Лицо стоявшего на коленях исказилось мукой, и он невольно сделал движение. В воздухе просвистела плеть – и с окровавленной щекой последний упал на пол.
К сожалению я забыл его фамилию, по специальности он был инженер и его арестовали вместе с женой. Несчастного приподняли ударом сапога, а садистка продолжала:
– А может быть хочешь посмотреть на свою возлюбленную. Идем, покажу. Она отдыхает после только что проведенной очередной операции. Немного туалет не в порядке, зато все прелести наружу. Впрочем, другие сумеют лучше оценить ее достоинства, – ты уже наверное привык.
И, обращаясь со смехом к следователям, приглашает последних полюбоваться замученным телом женщины. Двое молодцов, гогоча, уходят вместе с ней.
Благородные черты лица этого мученика застыли. Он точно окаменел. Только слезы, крупные слезы горечи и бессильной ненависти к палачам текли из его глаз.
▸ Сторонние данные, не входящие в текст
PR #27, opened 2023-04-03
Search for tests in all directories, not just `src` and `test`

nickrobinson251:


quinnj:
Looks like the `@testsetup` always included tests are failing though.

PR #33, opened 2023-04-05
Always start new worker after timeout or crash

nickrobinson251:
https://relationalai.atlassian.net/browse/RAI-11670


quinnj (approved):
Oh shoot, good catch. Darn these things are hard to catch in reviewing. Yeah, it seems like even just adding 1 more test to run after the existing abort or timeout testsets would be enough to ensure this works because we're running those with 1 worker, so we need to make sure any tests after the crashing one still get run.

PR #39, opened 2023-04-12
fix bounds error

rntz:
Fix an out-of-bounds error that could be caused, eg. by scheduling 8 testitems across 5 workers. The issue was in `get_starting_testitems`, which didn't check whether the indices it generated were in-bounds. Also fixes an issue where (eg) scheduling 8 items across 5 workers only actually uses 4 workers! The previous indexing arithmetic picked only 4 starting items: [1,3,5,7], then padded with `nothing` up to 5 items. The worker that gets `nothing` then immediately quits.


rntz:
this seems to be failing a CI test but I don't understand why

quinnj (approved):
LGTM; don't worry about the test failure, I think it's just a flaky/timing-dependent test.

nickrobinson251:
Can we have tests please?

rntz:
I'd love to add tests but I don't really understand your testing setup here.

nickrobinson251:
I've made a PR to document the testing setup: https://github.com/JuliaTesting/ReTestItems.jl/pull/43

For a change like this there are a couple options:
- probably best, if easy: write a unit test for `get_starting_testitems` by manually construct a `TestItems` and setting a `nworkers` that triggers the issue you were seeing and test that the code now has the expected behaviour e.g.
    ```julia
    graph = ReTestItems.FileNode("")  # we don't use the graph info for this test
    # we previously saw `BoundsError` with 8 testitems, 5 workers
    testitems = [@testitem "ti-$i" begin; end; for i in 1:8]
    nworkers = 5
    starts = get_starting_testitems(TestItems(graph, testitems, 0), nworkers)
    @test length(starts) == 8
    @test allunique(map(ti -> ti.name, starts))
    ```
    - i'd probably put this in `internals.jl`
- and/or write an "integration test" for `runtest` by creating a file with a number of testitems, named something like `_starting_testitems_test.jl` and then in `integration_tests.jl` call `runtests("_starting_testitems_test.jl"; nworkers)` and test you get the expected results (using `encased_testset` to capture the results of `runtests`), e.g.
    ```julia
    results = encased_testset() do
        runtests(joinpath(_TEST_DIR, "_starting_testitems_test.jl"); nworkers=5)
    end
    # `_starting_testitems_test.jl` has 8 test items
    # we previously saw `BoundsError` in `get_starting_testitems` with 8 testitems, 5 workers
    @test n_passed(results) == 8
```

rntz:
Thanks @nickrobinson251 . I've added unit tests for `get_starting_tetitems` for 1-10 workers across 1-10 items.

Issue #32, opened 2023-04-05
Add tests for logger world age fix


nickrobinson251:
we wrap our `@spawn` tasks in 
```julia
with_logger(current_logger()) do
   ...
```
so we use the logger that was set before we `eval`'d any user code (which may define a custom logger), to avoid world age issues when logging https://github.com/JuliaLang/julia/issues/33865

But i don't think we've any tests to make sure we don't re-introduce this issue. We should add a test.

---

The issues look like, e.g.

```julia
ERROR: MethodError: no method matching shouldlog(::CustomLogging.LocalLogger, ::Base.CoreLogging.LogLevel, ::Module, ::Symbol, ::Symbol)
The applicable method may be too new: running in world age 32437, while current world is 33036.
Closest candidates are:
  shouldlog(::CustomLogging.LocalLogger, ::Any, ::Any, ::Any, ::Any) at ~/repos/CustomLogging/src/local_logger.jl:52 (method too new to be called from this world context.)
  shouldlog(::LoggingExtras.ActiveFilteredLogger, ::Any...) at ~/julia_depots/LoggingExtras/zT9ZU/src/activefiltered.jl:37
  shouldlog(::LoggingExtras.MinLevelLogger, ::Any...) at ~/julia_depots/LoggingExtras/zT9ZU/src/minlevelfiltered.jl:21
  ...
Stacktrace:
  [1] _invoked_shouldlog
    @ ./logging.jl:78 [inlined]
  [2] macro expansion
    @ ./logging.jl:381 [inlined]
  [3] _runtests_in_current_env(shouldrun::Function, paths::Tuple{String}, projectfile::String, nworkers::Int64, nworker_threads::Int64, testitem_timeout::Int64, verbose::Bool, debug::Int64)
    @ ReTestItems 
    ...
```

PR #46, opened 2023-05-02
Wrap `_runtests_in_current_env` in current logger to avoid world age issues

nickrobinson251:
fixes the first issue in https://relationalai.atlassian.net/browse/RAI-12275  -- tested to work locally

(related to #32 but doesn't actually add a test because it is surprisingly difficult to test, and also this issue is fixed upstream on master https://github.com/JuliaLang/julia/issues/33865#issuecomment-1527900246)


quinnj (approved):

NHDaly:
Thanks both! :)

PR #52, opened 2023-05-12
Fix the GC.gc() invocation to do a full mark+sweep

NHDaly:
The `true` param tells the GC to do a full _sweep_, which clears out all the mark bits, and then the _next_ GC will be a full mark, since all the bits have been cleared.


NHDaly:
oh huh i guess i never opened this PR. whoops :)

quinnj (approved):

Завзятых садистов не удовлетворяли уже просто пытки и избиения. Таковые в поисках новых ощущений придумывали свежие номера своей программы.
Один из следователей, пресытившись всеми приемами палача, придумал особый способ разговора с подследственными. Будучи на дежурстве, последний однажды заявил:
– Ну, что мне с вами, сволочи, делать. Бить – руки устали, у сапог оторвал подошву, говорить – противно. Слушайте, что я придумал и исполняйте в точности. Непокорных забью до смерти.
– Как только придут другие следователи, я буду показывать нм свою школу дрессировки без слов. Быстрее, прохвосты, хорошенько запомните следующее:
– Ударю палкой по столу один раз, – всем немедленно становиться на колени.
– Ударю два раза, – быстро встать.
Было просто, ясно и понятно.
Утром входит очередная смена следователей. Здороваются и спрашивают, как дела. Наш изобретатель заявляет о своем новом способе разговора с этой «шпаной», делая жест в нашу сторону.
– Меня понимают без слов, торжественно об’являет он вновь пришедшим. В то же время палка ударяет один раз по столу.
Все немедленно опустились на колени. Следователи в восторге. Раздаются два удара. Моментально меняется поза, и все быстро встают на ноги.
Изобретатель гордо окидывает взглядом своих коллег, ожидая оценки. Последние чрезвычайно довольны и обещают внести некоторые добавления в это гениальное открытие.
Так добывались показания в шпионаже, вредительстве, терроре и прочих злодеяниях и преступлениях.
Враги народа, стоящие но углам в кандалах, были не кто иные, как самые скромные труженики, в большинстве интеллигенты – врачи, инженеры и профессора.
Что же заставляло всех этих людей переносить утонченные издевательства? Ведь надежды на спасение безусловно ни у кого не было. Почему же не броситься, хотя бы и в кандалах, на своих палачей и тем ускорить конец пыток.